# Facelift mk3, will mk2 owners make the move now ?



## TTsdsgomg (Mar 19, 2013)

Ok it's been asked so many times it's getting boring, but ..... revised mk3 could I be tempted as a mk2 TTs owner ... well maybe. [smiley=gossip.gif]

https://www.topgear.com/car-reviews/audi/tt-roadster


----------



## Hoggy (May 8, 2002)

Hi, No, not even as a MK1 owner.
Hoggy.


----------



## TTsdsgomg (Mar 19, 2013)

Hoggy said:


> Hi, No, not even as a MK1 owner.
> Hoggy.


Ok Hoggy, I'm in 'Paxman' mode, I want to know why you doggedly stick to the Mk1, I need details, but some romantic rose coloured stuff is okay too. Lets hear it [smiley=argue.gif]


----------



## 90TJM (Sep 30, 2013)

Does anyone know the deals on the facelift yet?


----------



## TTsdsgomg (Mar 19, 2013)

90TJM said:


> Does anyone know the deals on the facelift yet?
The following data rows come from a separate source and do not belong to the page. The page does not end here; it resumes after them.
PR #1677, opened 2019-03-01
feat(activity): new activity search and filters

mrfelton:
## Description:

- Reimplement activity search and filters following the model provided by the new channel UI
- Replace show/hide expired footer button with new filter category
- Add new `Received` category to mirror existing `Sent` category
- Tidy up internal transactions list
- Fix search widget so that it correctly works on all filter categories

## Motivation and Context:

- Too many activity filter tabs looks very in your face and intimidating
- Be consistent in our UI (match new channels UI)
- Improve filters

## How Has This Been Tested?

Manually

## Screenshots:

image

## Types of changes:

Enhancements

## Checklist:


mrfelton:
Agreed. I've adjusted the length.

app/components/Activity/ActivityActions/ActivityRefresh.js
```diff
@@ -0,0 +1,66 @@
...
+    await onClick()
+    await delay(1000)
+    setStatus('done')
+  }
+
+  useEffect(() => {
+    if (status === 'fetching') {
+      fetchActivity()
+    }
+  }, [status])
```
korhaliv: Do you think it will be cleaner if combined into one `useEffect` since it basically analyzes the same `status` flag and decided what to do based on it's value?

app/containers/Activity/ActivityActions.js
```diff
@@ -0,0 +1,20 @@
...
+
+const mapDispatchToProps = {
+  changeFilter,
+  fetchActivityHistory,
+  updateActivitySearchQuery: updateSearchText
+}
+
+const mapStateToProps = state => ({
+  filter: state.activity.filter,
+  filters: state.activity.filters,
```
korhaliv: In most cases it's better to avoid variable names that differ in only one letter like `thing` and `thingS` because it's very error prone and harder to read

app/reducers/activity.js
```diff
@@ -266,91 +255,111 @@ function groupAll(data) {
...
+  invoicesSelector,
+  transactionsSelector,
+  (searchText, invoices, transactions) => {
+    const allData = [
+      ...invoices.filter(invoice => invoice.settled),
+      ...transactions.filter(
+        transaction => transaction.received && !transaction.isFunding && !transaction.isClosing
+      )
+    ]
+    return searchText ? groupAll(applySearch(allData, searchText)) : groupAll(allData)
```
korhaliv: I'm seeing this routine repeating multiple times in this module. Might be a good idea to extract it into a helper function

app/reducers/transaction.js
```diff
@@ -230,11 +232,17 @@ transactionsSelectors.transactionsSelector = createSelector(
         const channelData = getChannelData(channelObj)
         return [channelData.closing_tx_hash, channelObj.closing_txid].includes(transaction.tx_hash)
       })
+      const pendingChannels = [...closingPendingChannelsRaw, ...pendingOpenChannelsRaw].find(
```
korhaliv: the name of the constant is `pendingChannelS` but find returns a single value (or non at all), so probably should be named `pendingChannel`

app/components/Activity/ActivityActions/ActivityActions.js
```diff
@@ -0,0 +1,53 @@
...
+
+    <Flex as="section" alignItems="center" ml={3}>
+      <ActivityRefresh onClick={fetchActivityHistory} />
+    </Flex>
+  </Flex>
+)
+
+ActivityActions.propTypes = {
+  filter: PropTypes.string.isRequired,
+  filters: PropTypes.array.isRequired,
```
korhaliv: If possible,  i'd like to have something like `filter` and `allFilters` to make it more error prone

app/components/Activity/ActivityActions/ActivityFilter.js
```diff
@@ -0,0 +1,38 @@
...
+        highlightOnValid={false}
+      />
+    </Form>
+  )
+}
+
+ActivityFilter.propTypes = {
+  changeFilter: PropTypes.func.isRequired,
+  filter: PropTypes.string,
+  filters: PropTypes.array
```
korhaliv: Same comment here as above

app/components/Activity/ActivityActions/ActivitySearch.js
```diff
@@ -0,0 +1,31 @@
+import React from 'react'
+import PropTypes from 'prop-types'
+import debounce from 'lodash.debounce'
+import { Form, Input } from 'components/UI'
+
+const ActivitySearch = ({ searchQuery, placeholder, updateActivitySearchQuery, ...rest }) => {
+  const debouncedUpdateActivitySearchQuery = debounce(updateActivitySearchQuery, 300)
```
korhaliv: In theory this will create debounced function on each render causing debounce to work incorrectly. I think it's better to create one with `useEffect` hook

app/components/Activity/Transaction/Transaction.js
```diff
@@ -29,8 +29,11 @@ const Transaction = ({ transaction, showActivityModal, currencyName, intl }) =>
         data-hint={intl.formatMessage({ ...messages.type })}
       >
         <Text mb={1}>
-          <FormattedMessage {...messages[type]} />
-          {transaction.closeType && <Text color="gray">{transaction.closeType}</Text>}
+          {!transaction.closeType ? (
```
korhaliv: Consider removing `!` and switching components

app/containers/Activity/ActivityActions.js
mrfelton: I think we touched on this before. I agree in principal, but the current code style of the app is to do it this way.

I'd like to keep things consistent across the codebase, so if we are going to change it (and I think we should), that should change should be made across the entire codebase as a standalone PR.

app/reducers/transaction.js
mrfelton: Updated

app/components/Activity/ActivityActions/ActivityActions.js
mrfelton: same as above

app/components/Activity/ActivityActions/ActivityFilter.js
mrfelton: here too

app/components/Activity/Transaction/Transaction.js
mrfelton: Updated.

There is actually a lint rule that I usually use to enforce no negatives in conditionals as it improves readability a lot IMO.

See https://eslint.org/docs/rules/no-negated-condition

I've added to the list in https://github.com/LN-Zap/zap-desktop/issues/1559

app/reducers/transaction.js
mrfelton: Updated.

app/components/Activity/ActivityActions/ActivitySearch.js
mrfelton: I took a stab at implementing this using hooks, but it wasn't really working as I wanted it to. Rather than spend too much time on this here I have converted this to a `PureComponent` and set up the debounce as a class method to remove the redundant renders. This the same approach as we take elsewhere in the app.

Converting all of our debounce to a standardised hook implementation would make a nice future refactor PR.

app/components/Activity/ActivityActions/ActivityRefresh.js
korhaliv: I think in the tip you are referring to they recommend to split `unrelated` code. In this case I'd say it's a regular action in redux terms: start fetching, fetch, some UI feedback when done. So usually a monolithic piece of code. I don't think it's critical by any means,  so up to you.

app/components/Activity/ActivityActions/ActivitySearch.js
korhaliv: I wonder what was the issue you were having and/or the particular hook you were using.

app/components/Activity/ActivityActions/ActivityRefresh.js
mrfelton: I've updated this as per your suggestion. It does read better when combined into a single hook in this case.

app/reducers/activity.js
mrfelton: Updated

app/components/Activity/ActivityActions/ActivitySearch.js
mrfelton: Got this working and updated the code top use new `useDebounce` hook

are you a Mk2, Mk3 or lurker ?


----------



## 90TJM (Sep 30, 2013)

Mk3 owner of almost 3yrs.First offer of £4K off on a 45 Sport.Looks like the Finance Contribution is £2700 which was £5K when I bought mine.Owned Mk2 before.Thinking of a Fiesta ST at the moment!


----------



## Mark Pred (Feb 1, 2017)

Well my TTS is only 8 months old, so no :lol:


----------



## Ruudfood (Apr 9, 2018)

Mark Pred said:


> Well my TTS is only 8 months old, so no :lol:


But you're not a Mk 2 owner!


----------



## Hoggy (May 8, 2002)

TTsdsgomg said:


> Hoggy said:
> 
> 
> > Hi, No, not even as a MK1 owner.
> ...


Hi, It's *Red* had her from new almost 18 years, very low mileage so never had any problems, oil replaced 3k miles max. Immaculate condition still love the shape, the drive & will never ever find another like it.
At 76 years young someone will have the chance of a still perfect MK1 225 in 20 years time :lol: :lol: [smiley=bigcry.gif] 
Hoggy.


----------



## TTsdsgomg (Mar 19, 2013)

'Hoggy' you are a star and you have 10 years on me, but I sense you enjoy your ride as much as ever. I feel you achieved your dream car so you are satisfied, which may be the key to this conundrum, ie. just be satisfied with what you have instead of continually chasing after something else, but the other question is should we be satisfied or seek more [smiley=gossip.gif] 
I feel as a Mk2 TTs owner I am very lucky, low mileage, nearly 6 years of ownership and no real issues, although using this forum does make me look for problems, but all that aside my TTs brings a smile to my face and a devil to my right foot each time I drive it. I do say i'm surprised I still have my licence and my sanity, driving a quick car definitely changes your mood :evil:
I will continue to monitor the Mk3 market as I feel my Mk2 can't last for ever, but will it outlast me


----------



## Hoggy (May 8, 2002)

Hi TTsdsgomg, [smiley=dude.gif] 
Don't forget I also have a VXR Nurburg & an XR3 all from new so have always loved my cars.
My area has really good roads for a good blast on every trip, whichever car I'm driving.
License wise, either very lucky or just sensible in the right places.
Hoggy.


----------



## TTsdsgomg (Mar 19, 2013)

Hoggy said:


> Hi TTsdsgomg, [smiley=dude.gif]
> Don't forget I also have a VXR Nurburg & an XR3 all from new so have always loved my cars.
> 
> 'Hoggy' you definately have all the bases covered and you have all you need, guessing that VXR is very quick in a straight line, I'm sure I've seen a few of those on the Mount Panorama track in Oz, when it was the 'Tooleys 1000'. The XR3 is just a classic and your Mk1 TT a modern classic. Keep enjoying the thriil of the Welsh tarmac.
> ...


----------



## jonnieb2018 (Nov 15, 2018)

Could you not just replace your bumpers and grille (if compatible) -job done!


----------



## F1SpaceMonkey (Nov 21, 2015)

For a MK3 TTS owner coming to the end of the lease theres no where to go for a new replacement. Looks like i will walk away from Audi. TTS more expensive, in the new £500 a year tax bracket, fake vents and nothing really to tempt me in another. Odd strategy from Audi - and i can't even order one if i did want one!


----------



## Toshiba (Jul 8, 2004)

MK2 was a good jump up from the MK1, it drives properly to start with, but the style was just too safe and nothing really aggressive or sporty with the design. Where as with the MK3 not only are the dynamics lightyears above the MK2, but the tech (another issue with the MK2) is based on this century, and the looks are far more sporty.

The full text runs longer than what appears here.